Eine Delegation von 20 Jugendlichen und Erwachsenen der Roten Falken aus Wien und Oberösterreich begab sich von 19. – 21. September auf die Spuren der Geschichte Serbiens nach Belgrad und Novi Sad. Nach einer abenteuerlichen Anreise mit dem serbischen Nachtzug ging es gleich mit einer Bustour durch Belgrad los, bei der ein erster Überblick über die Stadt und ihre Geschichte geboten wurde. Nach einer kurzen Verschnaufpause stand die Besichtigung des Kalemegdan am Programm. Hier lassen sich nicht nur die historische Festung von Belgrad finden, sondern auch eine große Parkanlage mit zahlreichen Statuen und Denkmäler und der Belgrader Zoo. Es ist also das Erholungsgebiet der Belgrader. Der Tag fand seinen Ausklang in einem Spaziergang durch das Böhmische Viertel mit anschließenden authentischen serbischen Abendessen, inklusive viel gegrilltem Fleisch, rohen Zwiebel und dem dort sehr liebgewonnenen Schopska-Salat.

Der erste Tag war ein idealer Einstieg in die Bildungsreise.

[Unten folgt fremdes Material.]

PR #1067, opened 2019-09-20
Cherry-pick from https://github.com/contiki-ng/contiki-ng/pull/497

simonduq:
This adds one of the commits of https://github.com/contiki-ng/contiki-ng/pull/497 , which adds support for both CR and LF in the shell.


g-oikonomou:
Should we also keep 3cdfa07de5f7dbe5d24a12ad8ffffb3c4ec9b1d3 ?

simonduq:
My understanding is that this is identical in behavior to what we have in develop

g-oikonomou:
Right. I hadn't realised!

Ein erster Überblick über die Stadt, aber vor allem ein Einblick in das Lebensgefühl der Belgrader wurde vermittelt. Eines wurde auch schon am ersten Tag klar: Die Geschichte Serbiens und Belgrad ist eine sehr bewegte Geschichte und über weite Stellen auch mit der österreichischen Geschichte verknüpft.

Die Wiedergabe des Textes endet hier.